==== RECORDS SUPPLIED ====
PR #166, opened 2016-11-29
[web] Adds link to the Clarity Plunker Templage`

hippee-lee:


hippee-lee:
@scott - I didn't realize I was also committing changes to the node_module package.json files. Do I need to resubmit without them?

Issue #35, opened 2016-11-11
[WEB] Internal component pages in documentation can scroll left/right even when they shouldn't


jaffoneh:
**Select one ...**  (check one with "x")
```
[X ] bug
[ ] feature request
```

### Expected behavior
Scrolling should be smooth and work correctly on mobile devices.

### Actual behavior
Currently, pages like the card documentation page can scroll to show empty space to the right/left on the Clarity website. Some components have less space but can continue to scroll left/right as you try to scroll through the page.

### Reproduction of behavior
Visit the card documentation page or (almost) any other page on a mobile browser.

### Environment details

* **Angular version:** 2.0.X
2.1.0

* **Clarity version:** 
0.7.0

* **Browser:**
iOS 10 (Chrome or Safari)

PR #169, opened 2016-11-30
[web] fixing responsive horizontal scroll

mathisscott:
• had to go in page-by-page to address micro-issues that were causing horizontal scrolling
• also addressed what additional responsive issues I could
• some issues were in the demos. i will have a separate PR for that.
• tested some in iOS simulator. most testing was using Chrome DevTools

Tested in:
✔︎ Chrome
✔︎ IE10
✔︎ IE11
✔︎ Edge

Closes: #35


_includes/news/release_summary.html
```diff
@@ -32,6 +32,7 @@
         <a href="https://www.npmjs.com/package/clarity-angular"
            target="_blank">clarity-angular</a>
         {% if include.hasIcons %}
+           <br>
```
adityarb88: This might not work on Firefox. I remember using `br` for separating headers in the headers demo and it didn't work in Firefox. Might have to use margin

mathisscott: I will double check to see if it works on Firefox

PR #178, opened 2016-12-01
[core] Adds clarity version to generated css files

### LINKED ISSUE #110: on minified version of clarity, please have first characters depict the clarity.css version
```
[ ] bug
[ ] feature request
[X] enhancement
```

### Expected behavior
Being able to view clarity.css version when inspecting the clarity minified version.
This helps quite a lot to create consistency between different web-services using clarity-css.

### Actual behavior
upon inspecting clarity-ui.min.css, you will see the normalize version it uses:
"/*! normalize.css v4.2.0 | MIT License | github.com/necolas/normalize.css */html{font-family....."

### Reproduction of behavior
go to any web page using clarity-ui.min.css, inspect the file.
image

I can't tell which clarity version the clarity page uses :) I can tell which normalize version though! (although i don't care :( )

### Environment details
---

* **Angular version:** 2.0.X

* **Clarity version:** 
Any 

* **OS and version:** 
Any 

* **Browser:**
All

hippee-lee:
- Changes sass tasks to preprocess clarity-ui & clarity-icons css output with the clarity version number
- closes #110

### DIFF
--- a/build/tasks/sass.js
+++ b/build/tasks/sass.js
@@ -12,6 +12,8 @@ var autoprefixer = require('gulp-autoprefixer');
 var sass = require("gulp-sass");
 var stylestats = require('gulp-stylestats');
 var runSequence = require('run-sequence');
+var preprocess = require('gulp-preprocess');
+var util = require('gulp-util');
 
 var compressed = { outputStyle: "compressed" };
 var uncompressed = { sourceComments: 'map', errLogToConsole: true, sourceMap: 'sass' };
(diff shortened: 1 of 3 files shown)


src/clarity/main.scss
```diff
@@ -1,9 +1,13 @@
+
 /*
```
youdz: I just noticed this isn't loud, which means the copyright probably isn't in the minified CSS. Do you mind fixing this as part the your commit?

build/tasks/sass.js
```diff
@@ -36,6 +37,16 @@ var iconFiles = "src/icons/**/*.scss";
 
 var assets = ["src/clarity/img/*.png","src/clarity/img/*.svg"];
 
+/*
+ * Adds the current clarity version to generated css files
+ * Depends on this being in the *.scss files: \/* @echo VERSION *\/
+ * NOTE: for this to work we must generate a loud comment -> /*!
+ */
+var env = require('gulp-env');
+var pjson = require('../../package.json'); // Grab the projects package.json w/ version info
```
youdz: No need to parse the `package.json`, I believe `util.env.version;` is already set when running any npm script.

See [here](https://github.com/vmware/clarity/blob/master/build/tasks/publish.js#L15) for an example of how we do it when publishing to NPM.

hippee-lee:
@eudes changes made but my (force) push had an effect on your comments.

One thing to note and I'm not sure if its important - when using **util.env.version** substitution only happens when we publish **npm run publish:all**, when I run **npm run build** standalone, **util.env.version** is undefined.

src/clarity/main.scss
hippee-lee: Fixed.

build/tasks/sass.js
hippee-lee: One thing to note and I'm not sure if its important - when using **util.env.version** substitution only happens when we publish **npm run publish:all**, when I run **npm run build** standalone, **util.env.version** is undefined.

Issue #152, opened 2016-11-28
Wizard : it misses an event for cancel action


Rebolon:
```
[ ] bug
[x] feature request
[ ] enhancement
```

### Expected behavior
When we use the Wizard component, we expect to bind an event to the CANCEL button

### Actual behavior
We cannot bind event to the cancel button whereas we can with the FINISH button

### Evolution
WizardPage class could have an onCancel method that could be bindable to the clr-wizard-page with a clrWizardPageOnCancel

Rebolon:
For those who wants to know why we may need this : 
 * on CANCEL/CLOSE we might want to do some action (route the user to another page, display alert box...) and for instance it hard to do that kind of features

Rebolon:
I did this PR that implement the wished feature https://github.com/vmware/clarity/pull/179
but the functional tests failed (see comment of the PR)

jaffoneh:
@Rebolon wanted to double-check and confirm you'd be okay with including your name on the [community page](https://vmware.github.io/clarity/news/) as a contributor once this change goes in. We would include it as: `Benjamin RICHARD`

Rebolon:
@jaffoneh it's ok for me it would be a pleasure. Thanks

PR #179, opened 2016-12-02
Feature/wizard oncancel

Rebolon:
for issue #152

need help on testing the feature: 
 * i want to test that the property of the component has been modified by the onCancel
 * i want to test that the _close method has been called

but my test doesn't work coz i have certainly missed something around the component


Rebolon:
The problem of this implementation is that the output is on the WizardPage whereas it should be on the Wizard. Will work on it and give a new implementation soon

PR #183, opened 2016-12-05
Implement an onCancel event fo Wizard component

Rebolon:
For issue #152

This is a new implementation of an onCancel event in wizard component (first try was on PR 179).
The first implementation was wrong because it was binded on wizardPage instead of main component.

I still need help on testing the feature:
 * i want to test that the property of the component has been modified by the onCancel method
 * i want to test that the _close method has been called after clicking on cancel

but my test doesn't work coz i have certainly missed something around the component

Signed-off-by: Benjamin RICHARD <benjamin.richard@ext.euronews.com>

### DIFF
--- a/src/clarity/wizard/wizard.spec.ts
+++ b/src/clarity/wizard/wizard.spec.ts
@@ -33,7 +33,10 @@ class BasicWizard {
 
 @Component({
     template: `
-    <clr-wizard [(clrWizardOpen)]="open">
+    <clr-wizard 
+        [(clrWizardOpen)]="open"
+         (clrWizardOnCancel)="myOnCancel($event)">
+         
          <div class="wizard-title">
             New Virtual Machine
          </div>
@@ -89,6 +92,7 @@ class AdvancedWizard {
     nextDisabled: boolean = false;
     content1: String = "Content1";
     content3: String = "Content3";
+    hasBeenCanceled = false;
 
     myOnLoad(): void {
         this.content1 = "This Works Better";
@@ -100,6 +104,10 @@ class AdvancedWizard {
 
     myOnCommit(event: any): void {
         event.preventDefault();
+    }
+
+    myOnCancel(event: any): void {
+        this.hasBeenCanceled = true;
     }
 };
 
@@ -117,6 +125,12 @@ describe("Wizard", () => {
     let moveToPrevious: Function = function (el: any): void {
         let back: HTMLElement = el.querySelector(".btn-outline");
         back.click();
+        fixture.detectChanges();
+    };
+
+    let doCancel: Function = function(el: any): void {
+        let cancel: HTMLElement = el.querySelector(".close");
+        cancel.click();
         fixture.detectChanges();
     };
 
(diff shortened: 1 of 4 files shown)


src/clarity/wizard/wizard.ts
```diff
@@ -124,6 +128,16 @@ export class Wizard extends Tabs {
         this._openChanged.emit(false);
     }
 
+    // _close --
+    //
+    // This is a private function that is called on the click of the close / cancel
+    // button and emits the onCancel event of the active tab.
+    _close(): void {
```
youdz: This isn't called when the user presses the Escape key, even though it do so closes the wizard. Can you add a listener for it? You can check out how [the modal](https://github.com/vmware/clarity/blob/master/src/clarity/modal/modal.ts#L78)  does it for instance.

src/clarity/wizard/wizard.spec.ts
```diff
@@ -466,6 +480,15 @@ describe("Wizard", () => {
             expect(tab3).toBeDefined();
             expect(tab4).toBeDefined();
         });
+
+        it("calls the user-defined onCancel handler when the Cancel button is clicked", () => {
+            fixture.detectChanges();
+            doCancel(compiled);
+
+            expect(fixture.componentInstance.hasBeenCanceled).toBe(true);
+            spyOn(instance, "_close");
```
youdz: Please avoid testing the internal implementation of the component. I think making sure the output is emitted is enough for this test.

src/clarity/wizard/wizard.ts
Rebolon: Ok it's now updated

src/clarity/wizard/wizard.spec.ts
Rebolon: i changed the test to listen to the wizard instance .onCancel method but it doesn't detect it.
If i check the component instance the test succeed : 

`

     const myComponentInstance = fixture.componentInstance;
     spyOn(myComponentInstance, "myOnCancel");
     doCancel(compiled);
     expect(myComponentInstance.myOnCancel).toHaveBeenCalled();
`

How could i modify the current test to make it works ?

src/clarity/wizard/wizard.spec.ts
```diff
@@ -466,6 +480,14 @@ describe("Wizard", () => {
             expect(tab3).toBeDefined();
             expect(tab4).toBeDefined();
         });
+
+        fit("calls the user-defined onCancel handler when the Cancel button is clicked", () => {
+            fixture.detectChanges();
+
+            spyOn(instance, "onCancel");
+            doCancel(compiled);
+            expect(instance.onCancel).toHaveBeenCalled();
```
youdz: I think there was a misunderstanding. What I meant here is that 
```typescript
doCancel(compiled);
expect(fixture.componentInstance.hasBeenCanceled).toBe(true);
```
was absolutely fine. That's all you need to test your feature.

Here, you're testing if an _object_ (in this case an EventEmitter) has been called, which doesn't make sense.
Your initial version was good, you just needed to remove the extra test on internal implementation. 😄

Rebolon: ok, sorry i'll fix itnow

Rebolon:
I have done the requested changes and rebased the history.

PR #196, opened 2016-12-07
[ICONS] created a class for icon error color

Shijir:
- made .icon-color-danger the same color as .icon-color-warning
- added .icon-color-error that is the same color as .icon-color-warning
- updated the icon colors demo to reflect the changes

### DIFF
--- a/src/icons/clarity-icons.scss
+++ b/src/icons/clarity-icons.scss
@@ -6,8 +6,9 @@
 
 $clr-icon-size: 16px;
 $clr-icon-color-success: #318700;
-$clr-icon-color-danger: #a32100;
+$clr-icon-color-danger: #e62700;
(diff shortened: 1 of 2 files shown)


src/icons/clarity-icons.scss
```diff
@@ -50,6 +51,9 @@ clr-icon {
     &.icon-color-success {
         @include setIconColor($clr-icon-color-success);
     }
+    &.icon-color-error {
+        @include setIconColor($clr-icon-color-error);
```
mathisscott: It seems like there is an opportunity to DRY this code out here. I will approve for now. But we should try to consolidate, instead of replicate.

Shijir: Yes. I agree. I will look into my options to DRY the code. One them could be SASS `for` loop, I think.

Issue #155, opened 2016-11-28
Wizard: should be able to hide close ("x") button


yaooluu:
**Select one ...**  (check one with "x")
```
[ ] bug
[x] feature request
[ ] enhancement
```

### Expected behavior

There should be a way to hide the close ("x") button on top-right of a wizard. This is especially an issue when there's an alert showed on top.

### Actual behavior

There is no way to hide the close ("x") button on top-right of a wizard

### Reproduction of behavior

Any Clarity wizard can reproduce this.

### Environment details

* **Angular version:** 2.1.1

* **Clarity version:** 0.6.0

* **OS and version:** OS X El Captain 10.11.6

* **Browser:** [ Electron ]

![image](https://cloud.githubusercontent.com/assets/8813134/20681726/ae4928e8-b559-11e6-91d4-8546db0c2175.png)

jaffoneh:
@yaooluu do you want to hide/show only when the error is there or are you looking for a way to not include the "X" at all?

On another note, could you provide more details as to why you're showing the error on top of the title in the Wizard. What is the use case where you need a page-wide error vs. inline errors to where the issues are with the possibility of having an error icon on the name of the page in the left-side TOC?

yaooluu:
Hi @jaffoneh, the use case here is that the error banner shows errors that are returned from backend after use submitted the form by clicking "Next" on wizard page. This is a convention we've followed in a product series.

I'm looking for a way not to include the "X" at all. Like the option we have for Modal `clrModalClosable`.

jaffoneh:
cc @youdz to provide an opinion here.

youdz:
@jaffoneh, @yaooluu: No, `[clrModalClosable]` will not work right now because the wizard currently _wraps_ the modal and doesn't offer a delegate for it. 

Yes, this is a valid request that we should address. It's as simple as offering a delegate `[clrWizardClosable]` on the wizard component that just passes it to the modal through `[clrModalClosable]`.

jaffoneh:
Thanks, @youdz. @adityarb88 could you take a look and see what we can do there?

adityarb88:
@jaffoneh: Sure. I will add this to my list

PR #202, opened 2016-12-07
[ng] adding clrWizardClosable attribute to wizards

mathisscott:
• added clrWizardClosable flag to wizard component
• this delegates to clrModalClosable
• effectively removes X from top-right corner of modal
• defaults to true, which is the current default
• added unit tests
• moved emission of onCancel event on close out of the private function
• when we moved the close functionality to be a delegate of the modal closing functionality, the onCancel event was not being fired

Tested in:
✔︎ Chrome

Closes: #155

### DIFF
--- a/src/clarity/wizard/wizard.spec.ts
+++ b/src/clarity/wizard/wizard.spec.ts
@@ -11,7 +11,7 @@ import {Wizard} from "./wizard";
 
 @Component({
     template: `
-    <clr-wizard [(clrWizardOpen)]="open">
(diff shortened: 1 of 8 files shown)


src/clarity/wizard/wizard.spec.ts
```diff
@@ -107,6 +106,8 @@ class AdvancedWizard {
     }
 
     myOnCancel(event: any): void {
+        console.log("here");
```
youdz: Nope. 😛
====
** EXERCISE REQUIREMENTS **
Reproduce every line from the preceding data in which the word "success" can be found.

** SOLVED PROBLEM **
 $clr-icon-color-success: #318700;
     &.icon-color-success {
         @include setIconColor($clr-icon-color-success);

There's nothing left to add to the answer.